Even with all the negative reviews, and many saying, “I can’t believe I was into them!” when talking about The Spice Girls now, their significance cannot be ignored. Those who are in their 20s and 30s now are the ones who were screaming like crazy for them in the late 90s. If our generation wasn’t so into them, then they wouldn’t be so memorable today.

Yes, and that’s why Viva, Forever is going to make tons of money, and likely even spin off its own movie. It’s why we keep doing this column.

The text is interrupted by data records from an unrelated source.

PR #11368, opened 2019-09-19
load user info per conversation.id

negue:
Load user-infos after conversations - in order to get the correct userstyles

fixes https://github.com/HabitRPG/habitica-android/issues/1223

PR #11374, opened 2019-09-22
load user info per conversation.id - 2nd try

negue:
In #11368 I didn't counted in deleted users.

Now I load the user-infos of the conversations itself (2nd query)

~Todo / check~
- [x] get the "latest" user data (for avatar)  (always latest due to **$last**)

### DIFF
--- a/website/server/libs/inbox/index.js
+++ b/website/server/libs/inbox/index.js
@@ -86,12 +86,8 @@ async function usersMapByConversations (owner, users) {
       {
         $group: {
           _id: '$uuid',
-          user: {$last: '$user' },
-          username: {$last: '$username' },
           userStyles: {$last: '$userStyles'},
           contributor: {$last: '$contributor'},
-
-          count: {$sum: 1},
         },
       },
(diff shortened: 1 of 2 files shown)


website/server/libs/inbox/index.js
```diff
@@ -74,7 +74,41 @@ export async function getUserInbox (user, options = {asArray: true, page: 0, con
...
+      },
+      {
+        $group: {
+          _id: '$uuid',
+          user: {$last: '$user' },
+          username: {$last: '$username' },
+          userStyles: {$last: '$userStyles'},
+          contributor: {$last: '$contributor'},
+
+          count: {$sum: 1},
```
paglias: is this used anywhere?

paglias (commented):
I'm putting this on delta

website/server/libs/inbox/index.js
negue: no, not in the 2nd query - I removed the duplicated properties of the 2nd query

PR #11384, opened 2019-09-28
Fix Purchase Background Modal on "Edit Avatar"

negue:
This PR removes an older, now obsolete, z-index override.  (Navbars should not stay above modals, and notifications are positioned under the navbar)

Also removes my previous override (that was added because of the previous mentioned one^^)


paglias:
working well!

SabreCat:
Sending out as a hotfix because we're deploying new Backgrounds!

PR #11389, opened 2019-09-30
Add API Call to bulk score tasks

### LINKED ISSUE #11265: Level up modal (popup) doesn't always appear
@shewhoknits (e1d43f13-4a7b-4188-8844-127b4f63c67c) reports:

**Sometimes I don't get the "Level up" popup although the notification bubble on the right side shows it. By now I'm pretty sure it happens on levels 15, 30, 40 and 60 when we get an unlockable quest.**
**If I'm right, it's just a minor bug, but I thought I'd tell here anyway.**

I haven't verified this myself but I'll do some tests in the next couple of days to see if I can confirm it. I'll also look through the code to check that it's not actually a deliberate feature, for example to prevent getting too many modals at once.

### LINKED ISSUE #12248: bulk scoring should be used in RYA ("Check off any Dailies you did yesterday" screen)
Currently, when you complete Dailies in the "Check off any Dailies you did yesterday" screen (aka RYA / Record Yesterday's Dailies), each Daily is scored individually. This leads to issues such as the ones described at https://github.com/HabitRPG/habitica/issues/11058 and in its comments and the other issues it links to.

The desired approach is that when bulk scoring is available (https://github.com/HabitRPG/habitica/pull/11389), it should be used for the RYA screen. I.e., in that screen you'd tick all the Dailies that should be completed and then when you click the "Start My New Day" button, the bulk score API route scores them all, and after that cron is run.

I'm leaving this on hold until the bulk scoring PR is completed. I wanted to log this though so that we don't forget about it and so that I can explain that this fix will be done to a user currently being affected by one of the RYA issues mentioned above.

paglias:
This is the continuation of #11296 

Fixes #12248 
Fixes #11265

<details>
  <summary>Done</summary>
  
- [x] handleGroupTask is not awaited
- [x] handleGroupTask / handleChallengeTask are run at the end, with no error handling
- [x] missing unit tests
- [x] api.scoreTasks req.body is not validated
- [x] simplify code?
- [x] when to send webhook? alongside group and challenge tasks handling? also analytics
- [x] prevent task from being scored twice (also case where same task is passed once with id and once with alias)
- [x] integration tests: lacking checks on responses
- [x] what if one fails and the others don't? for example older version here https://github.com/HabitRPG/habitica/pull/12142/commits/2a504392de70932ada54da1bdce509046ef1e12e#diff-7e3afbc9a950c0819d20e0d1c440ee4aR818 - report error but do not fail everything
- [x] how to report errors in bulk scoring? extract from error handler
- [x] group task scoring with approval saves the task separately https://github.com/HabitRPG/habitica/pull/12142/commits/2a504392de70932ada54da1bdce509046ef1e12e#diff-7e3afbc9a950c0819d20e0d1c440ee4aR812
- [x] if a task scoring fails, the user is still saved ....
- [x] update api docs for api.scoreTasks
- [x] https://github.com/HabitRPG/habitica/issues/12248
- [x] loading spinner https://projects.lukehaas.me/css-loaders/ `I like first option in the first row and third option in the first row`
- [x] handle changes in approval request https://github.com/HabitRPG/habitica/pull/12142/commits/2a504392de70932ada54da1bdce509046ef1e12e#diff-b855044e08b1bf5cecdf1f99aad1e734R1086
- [x] user _tmp is cloned but scoreTasks run in parallel, switch to sequential? 
- [x] is reset every time common.ops.scoreTask is called
- [x] https://github.com/HabitRPG/habitica/blob/398b3c1f0d6ade9d27699b0e73dc24fc83ccc07c/website/server/models/user/hooks.js#L25-L36 returned as part of user.toJSON()
- [x] _tmp.leveledUp is used for webhooks https://github.com/HabitRPG/habitica/blob/398b3c1f0d6ade9d27699b0e73dc24fc83ccc07c/website/server/models/user/hooks.js#L360
- [x] sent in task scored webhook https://github.com/HabitRPG/habitica/blob/398b3c1f0d6ade9d27699b0e73dc24fc83ccc07c/website/server/libs/webhook.js#L137
- [x] approval request does not return error BREAKING CHANGE
- [x] change https://github.com/HabitRPG/habitica/pull/12142/files#diff-7e3afbc9a950c0819d20e0d1c440ee4aR787 to not throw an error anymore - tests + client handling + update api docs

client integration
- [x] sounds
- [x] group tasks https://github.com/HabitRPG/habitica/blob/develop/website/client/src/mixins/scoreTask.js#L24-L32
- [x] analytics call https://github.com/HabitRPG/habitica/blob/develop/website/client/src/mixins/scoreTask.js#L56
- [x] post request notifications https://github.com/HabitRPG/habitica/blob/develop/website/client/src/mixins/scoreTask.js#L58-L133
- [x] 1 overall notification for GP, HP from the task scoring itself
- [x] streakBonues comes from taskScore in common -> can be moved to post request notification https://github.com/HabitRPG/habitica/blob/develop/website/client/src/components/notifications.vue#L461-L470
- [x] prevent modal from reopening due to automatic close when running cron and there's a modal (for example for a login incentive)
- [x] group plans: refactor action into async resource, remove extra api call
- [x] https://github.com/HabitRPG/habitica/blob/develop/website/client/src/components/notifications.vue#L640-L646 - used here https://github.com/HabitRPG/habitica/blob/develop/website/common/script/fns/updateStats.js#L95-L98
- [x] _tmp.leveledUp is never reset on client , https://github.com/HabitRPG/habitica/pull/11389/commits/7382cb44740d3bf5e1252097ee9f80b31fc74945 possible problem? - never used
- [x] level ups, deaths, ... modals are not notifications and appear as soon as the user is synced, before the modal is closed
- [x] handle errors
</details>

TODO
- [ ] transactions?


website/server/models/task.js
```diff
@@ -192,6 +189,34 @@ TaskSchema.statics.findByIdOrAlias = async function findByIdOrAlias (
   return task;
 };
 
+TaskSchema.statics.findMultipleByIdOrAlias = async function findByIdOrAlias (
```
paglias, line 210: we should add some unit tests for this

website/server/libs/taskManager.js
```diff
@@ -284,3 +295,213 @@ export function moveTask (order, taskId, to) {
...
+
+/**
+ * Scores a task.
+ * @param user the user that is making the operation
+ * @param task The task to score
+ * @param direction "up" or "down" depending on how the task should be scored
+ *
+ * @return Response Data
+*/
+async function scoreTask (user, task, direction, req, res) {
```
paglias, line 356: now that these methods have been extracted in a library it might be a good idea to cover them with unit tests

paglias (commented):
@phillipthelen left a couple of comments about tests

paglias:
@phillipthelen what's the status of this one?

phillipthelen:
I haven't had time to work on tests for this, but will get to that next.

website/client/src/assets/scss/button.scss
```diff
@@ -5,7 +5,7 @@
   font-weight: bold;
   line-height: 1.71;
   border: 1px solid transparent;
-  padding: 0.25rem 1rem;
+  padding: 0.219rem 1rem;
```
negue, line 8: those paddings (in most of the zeplins I saw are `0.25rem 0.75rem`  (which I currently have in my PR) but which buttons need `0.219rem` ? maybe have them a special class (or apply it on the component itself instead for all buttons)

paglias:
I think I changed the padding because the buttons where slightly larger
than the designs

Il sab 22 ago 2020, 01:06 negue <notifications@github.com> ha scritto:

negue:
I had those issues as well, in the end it was a wrong line-height setting which caused that

negue:
could you tell me which buttons needed the smaller paddings? then I could take a look at them as well

paglias:
@negue I think it was all the buttons with the default styles, they were 1px too high, for example the RYA modal one is 33px vs 32px in production 
Schermata 2020-08-23 alle 18 52 30

But if the issue was in the line height we can revert the padding changes and change the line height instead

PR #11405, opened 2019-10-06
fix(chat): change class name because of active route

### LINKED ISSUE #11404: Username styling incorrect on profile links
Reported in RaB, confirmed by me:

> Aerilita   @Aerilita (3b724a41-48d3-4048-ae27-70b258cf5a72) [web] 
> Minor bug.
> 
> So I opened a profile in a new link to send a message later, and when I tried to, the recepient's name was wrong colour. Happens on both Chrome and Firefox, when accessed from a direct link or via a new tab, not happening when the profile is opened by a click from the Habitica's page (although the URL changes too).

image

Markkop:
Fixes #11404

### Changes
Renamed like `active` class name to `activeLike`, so it is not get confused with current active route class.

The bug in the issue was occurring because [Vue Router applies a class name](https://router.vuejs.org/api/#active-class) to links that are active routes. This class name is not applied when the route is activated by a link - which are 90% of the cases -, but it is when accessed from a new tab or url.
Also, by default, this active route class name is `router-link-active`, but in the Habitica's project it is replaced via the `linkActiveClass` router constructor option in `router/index.js`.

linkActiveClass

The `active` class name was being applied to the like button likebutton when the user has liked someone's post **and also when displaying a user's chat message while visiting its profile directly (new tab/direct url)**.

activeLike

The fix is changing this `active` like class name to `activeLike`, so it doens't get "triggered" by active route class name.

----
UUID: 40387571-91ee-489e-960f-278bf8fd503a

### DIFF
--- a/website/client/components/chat/chatCard.vue
+++ b/website/client/components/chat/chatCard.vue
@@ -26,10 +26,10 @@ div
         .svg-icon(v-html="icons.delete", v-once)
         div(v-once) {{$t('delete')}}
       .ml-auto.d-flex(v-b-tooltip="{title: likeTooltip(msg.likes[user._id])}", v-if='!inbox')
-        .action.d-flex.align-items-center.mr-0(@click='like()', v-if='likeCount > 0', :class='{active: msg.likes[user._id]}')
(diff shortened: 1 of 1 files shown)


paglias:
thanks for the investigation and the fix @Markkop !

paglias:
I've notated the PR towards your 4th contributor tier!

PR #11409, opened 2019-10-08
[FIX] Challenge Creation/Edit Screen Should Not Close Except By X  Button

### LINKED ISSUE #11394: challenge creation/edit screen should not close except by buttons
As reported by @caesg (e05cd0c8-038c-4606-82cf-744eea3568f6):
"If I click outside the foreground challenge box, while creating or editing the challenge, then the challenge box disappears and work up to that point is lost."

The desired behaviour is that the challenge creation / editing modal (screen) should close only if you click on the "x" button on the top right corner or the "Add Challenge Tasks" / "Update Challenge" button at the bottom of the form.

Clicking outside the modal should not close it.

_Currently, the modal can also be closed if you hit the Escape key on your keyboard. My personal opinion is that that should be prevented as well. It's convenient to use Esc if you've opened the screen by accident, but that won't happen often. It's definitely not convenient for all your work to be lost if you accidentally hit Esc while creating a challenge and I think that's the more important case to be considered. However I'm not sure what the intention is for whether Esc can be used for closing the modal, so if the staff post here to say that Esc should still close, listen to them not me._

--------------------

FYI, for challenge creators who want to avoid this bug until it's fixed, @caesg has suggested this workaround:

"For challenge creation: Type something brief/inconsequential in each * box item and save immediately.
For editing challenge: Create text in a separate word processor. Copy text and paste into challenge."

leodalmacio:
Fixes #11394

Added :no-close-on-backdrop and :no-close-on-esc on challegeModal.vue

User ID: bad1be4e-a56c-495b-9225-8dc52e916484


axrwl (approved):

paglias:
Fixed some conflicts generated by changes in the client side code

paglias:
thanks @leodalmacio ! this is working well and will be merged as soon as possible

paglias:
@leodalmacio  thanks for this! I'm merging the PR and awarding your contributor tier.

PR #11411, opened 2019-10-08
Gradually decrease PMs read count when reading instead of setting it to zero immediately

### LINKED ISSUE #11172: Visiting top level private message list should not clear all PM notifications

### Description

AnneLine in the Report a Bug Guild outlined this usability struggle:

>Not sure if this is a bug or intended behavior. Sometimes I get 3 or 4 PM messages at a time. When I come on Habitica, I see a flag saying that. Nice! But once I have gone into the box to check, there is no longer a flag for the messages, even if I only replied to one. Several times, I've not noticed I had not read nor responded to messages that way. Is it behaving as intended, or could it be made to count down the way the guild notifications do?
>
> May be just something that's an issue for me, but not for others, but here's where the problem happens. I look at one PM from the App (which triggers the turn off of the number), both that one AND any others that might be in there... but I'm not on a computer, and/or I'm only focused on doing that one thing that made me go there.... But maybe it's something that has to be done from the computer rather than the app. Or I need to fetch some info before replying. Now I might remember THAT task... but there's no longer a 'flag' for me that there might be another message or two hiding in there... and it might be a day or two longer till I get an additional message... and HOPEFULLY see other PMs and realize I din't read them and didn't respond.
>
>Could it possible to set up be something like a toggle to allow to continue to show additional messages or something? This is probably veering very close to a request rather than a bug - but it did delay a response to Alys about something for a few days.....

This workflow difficulty is worth addressing. If we kept the notification bubble live until each individual unread conversation were visited, that'd help ensure that users don't miss any notifications while processing their private messages.

ResamVi:
Fixes #11172

### Changes
I've added a field to the inbox schema to track whether a message has been read already.
If it has been read you can decrement the counter.
This required changing the markPmsRead API because the amount of read messages to decrement needs to be known.
Also needed was knowledge of the opposing user that is part of the conversation so we don't
set the "isRead" field of all messages received to true

I have a gif to showcase the change. Focus on the counter that decreases in the blurred background when clicking on a conversation.

vue change

#### Current pet peeves
It was difficult to name a variable containing the uuid of the "opposing user that is part of the conversation" but I named it "toUserUuid" if that is not confusing.

As I've noticed a message sent has 2 copies. So the one sending the message may also
mark his own message as "isRead" which has no effect whatsoever but seems weird so
I should mention it.

----
UUID: 6e6d1e09-ea96-486c-b964-b0cdfab59bd8


website/server/controllers/api-v3/user.js
```diff
@@ -1508,9 +1511,13 @@ api.markPmsRead = {
   url: '/user/mark-pms-read',
   async handler (req, res) {
```
paglias, line 1512: unfortunately this is a breaking change that would make existing calls to this route fail and we can't accept it under API v3

paglias: It would have to be moved to API v4

paglias: But then it's probably going to create issues with the mobile apps using v4, right @phillipthelen ?

paglias: The best option might be to add, in api v4, a new route to selectively mark PMs as read while keeping this one and its original behavior. Also I'm not sure having a `count` parameter is very useful as at the end we mark an entire conversation as read anyway. Instead of passing it we could count the number of messages to read directly from the database

paglias: We would also need tests for the new route

SabreCat:
Closing due to age of the PR and the pending need for design on the associated issue ticket.

PR #11455, opened 2019-10-21
Hook up label to input for dontShowAgain checkbox

cstyles:

### Changes
Now if the user clicks on the label for the checkbox, it will (un)check the associated checkbox.

----
UUID: `67b7e848-03f4-48af-b87b-6a715a729730`

### DIFF
--- a/website/client/src/components/achievements/streak.vue
+++ b/website/client/src/components/achievements/streak.vue
@@ -33,8 +33,9 @@
             v-model="user.preferences.suppressModals.streak"
             type="checkbox"
             @change="suppressModals"
+            id="user-preferences-suppressModals-streak"
           >
-          <label>{{ $t('dontShowAgain') }}</label>
+          <label for="user-preferences-suppressModals-streak">{{ $t('dontShowAgain') }}</label>
         </div>
       </div>
     </div>


website/client/src/components/achievements/streak.vue
```diff
@@ -29,12 +29,14 @@
           {{ $t('dontStop') }}
         </button>
         <div class="checkbox">
-          <input
-            v-model="user.preferences.suppressModals.streak"
-            type="checkbox"
-            @change="suppressModals"
-          >
-          <label>{{ $t('dontShowAgain') }}</label>
+          <label>
```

Because sooner or later, someone will resurrect everything you ever loved as a child so you can throw more money at it. Viva, Forever is going to make a ton of money on stage, and should that happen, it’ll be made into a movie.

I get the feeling the Spice Girls are going to be around in some form or another for a while.

Maybe it’s not the worst thing.

But I’ve learned there aren’t that many people I know ashamed to admit they liked or still like the Spice Girls.

Even I can admit it: once upon a time, I was into them.